I was training a model and I suddenly I had an error and the training stopped. I tryied to run the training script again but it crashed. I tried to start nvtop to see the gpu usage and I got:
No GPU to monitor.
I was very confused by that becuase everything was working fine a minute ago. I then tried nvidia-smi:
NVIDIA-SMI has failed because it couldn’t communicate with the NVIDIA driver. Make sure that the latest NVIDIA driver is installed and running.
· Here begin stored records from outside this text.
PR #1526, opened 2021-07-29
Docs in Sphinx

### LINKED ISSUE #111: Converting the existing gh-pages docs to Sphinx
I want the existing `gh-pages` docs to be converted to Sphinx-based documentation generation, and move the docs over to readthedocs.org. However, I'm not willing to sacrifice the current layout/design of the RQ documentation.

If someone sees a way to combine the two, I'd be very happy to hear from them.

rpkak:
I moved the documentation from [jekyll](https://jekyllrb.com/) to [sphinx](https://www.sphinx-doc.org/) (@nvie #111).

This PR is not finished yet (you see that this is a draft PR), because I will change some things in the content. So @selwin you can review the layout.

For this PR I created the folder docssphinx. In the end I will move this to docs.

@selwin because there are other PRs that change the doc, I think the best option is, that I implement the new docs after you approved this PR.

Closes #111


selwin:
Hey, so the issue you're referring too is super old. Back then, the docs was still hosted on `gh-pages` branch but I eventually merged it into the master branch.

I much prefer markdown than RST and I don't have any complaints about the docs site being built in Jekyll.

rpkak:
The biggest thing why I made this PR was because readthedocs has version control and so we wouldn't always have to add `New in version 1.9.0.` like [here](https://python-rq.org/docs/#bulk-job-enqueueing).

You also don't have to use the browser but you can generate pdf, epub or man pages as well.

If you prefer md I can port the content pages back to md but I wouldn't port files like `docs/index.rst` or `api.rst`, because they only contain sphinx contents like toctree or autoclass. I don't think that will be a problem because you can use markdown and restructuredtext at the same documentation.

rpkak:
@selwin If you want to look at this documentation, I created a temporary readthedocs link [here](https://testrqtest.rtfd.io).

selwin:
> Also look at the API Reference. This is also impossible for Jekyll.

I think this is the only real win for me.

> I ported every restructuredtext file to MyST (Markedly Structured Text, Markdown but with sphinx options).

I think I still prefer using `.md` or some of the more well supported markdown flavors for portability purposes (maybe CommonMark or Github Flavored Markdown?). This will make it easier in case that we need to switch to a different docs infrastructure.

I looked at the test site you made; some of the styling is a bit messy so I suppose if we end up switching to Sphinx, we should use one of their more established themes.

My worry with this accepting a pull PR like this is that I don't fully understand Sphinx and the build process so it may be a bit troublesome to maintain in the long run.

Let me think about this a bit more. I will get around to reviewing your CLI PR sometime this weekend, I promise.

Thanks for all your efforts, tackling big issues like this. It's much appreciated.

rpkak:
@selwin 
> I think I still prefer using `.md` or some of the more well supported markdown flavors for portability purposes (maybe CommonMark or Github Flavored Markdown?). This will make it easier in case that we need to switch to a different docs infrastructure.

If you look at 0d3f7d8d50e4a26b3d5afbdbb9eb6ba21fbe5f2e, you see that I switched to [MyST](https://myst-parser.readthedocs.io/en/latest/). This is a Markdown flavor which supports rst features:

https://github.com/rq/rq/blob/c4565525e920bec71fb6ffd2832940f20e883915/docssphinx/conf.py


> 
> I looked at the test site you made; some of the styling is a bit messy so I suppose if we end up switching to Sphinx, we should use one of their more established themes.
> 
> My worry with this accepting a pull PR like this is that I don't fully understand Sphinx and the build process so it may be a bit troublesome to maintain in the long run.
> 
> Let me think about this a bit more. I will get around to reviewing your CLI PR sometime this weekend, I promise.
> 
> Thanks for all your efforts, tackling big issues like this. It's much appreciated.

rpkak:
@selwin 
> I think I still prefer using `.md` or some of the more well supported markdown flavors for portability purposes (maybe CommonMark or Github Flavored Markdown?). This will make it easier in case that we need to switch to a different docs infrastructure.

If you look at 0d3f7d8d50e4a26b3d5afbdbb9eb6ba21fbe5f2e, you see that I switched to [MyST](https://myst-parser.readthedocs.io/en/latest/). This is a Markdown flavor which supports rst features:

https://github.com/rq/rq/blob/c4565525e920bec71fb6ffd2832940f20e883915/docssphinx/docs/index.md#L1-L17


> I looked at the test site you made; some of the styling is a bit messy so I suppose if we end up switching to Sphinx, we should use one of their more established themes.

Ok, which [themes](https://sphinx-themes.org/#themes) do you prefer.

selwin:
> If you look at 0d3f7d8, you see that I switched to MyST. This is a Markdown flavor which supports rst features:

I'm aware, but what I'm saying is I'd rather switch to common mark or Github flavored one for portability purposes (easier to move to a different docs infrastructure :).

> Ok, which themes do you prefer.

I think Furo: https://sphinx-themes.org/sample-sites/furo/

This baffled me even more. I then tried: lspci -nnk | grep -i nvidia -A3:
01:00.0 VGA compatible controller [0300]: NVIDIA Corporation AD103 [GeForce RTX 4070 Ti SUPER] [10de:2705] (rev a1)
Subsystem: Gigabyte Technology Co., Ltd Device [1458:413d]
Kernel modules: nvidiafb, nouveau, nvidia_drm, nvidia
01:00.1 Audio device [0403]: NVIDIA Corporation Device [10de:22bb] (rev a1)
Subsystem: Gigabyte Technology Co., Ltd Device [1458:413d]
Kernel driver in use: snd_hda_intel
Kernel modules: snd_hda_intel
This struck me as very odd, the GPU is detected but there is no kernel in use? I tried restarting and it didn’t help. This is where I kinda got stuck, has anyone experienced anything similar to this, and if yes, is there a way to fix it? I’ve read somewhere that something similar can be solved by disabling Secure Boot in BIOS, but this is a remote workstation to which I connect with ssh and currently I’m not physically near the computer so I can’t go there to deal with BIOS. Any suggestion would be much appreciated.